- _Exercise objective_:
The required result is the number of lines in this material containing the word "fields". Write that number and no other text.

- _Data excerpt_:
<<<<
PR #3998, opened 2022-12-05
Prisma helper function for nested array fields

dillonraphael:

It helps convert array fields into prisma Api format. It will convert an array like [1,2,3] to something like {create: [1,2,3]} and will use the correct prisma CRUD method based on initial data.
>>>>
- _Task output_:
2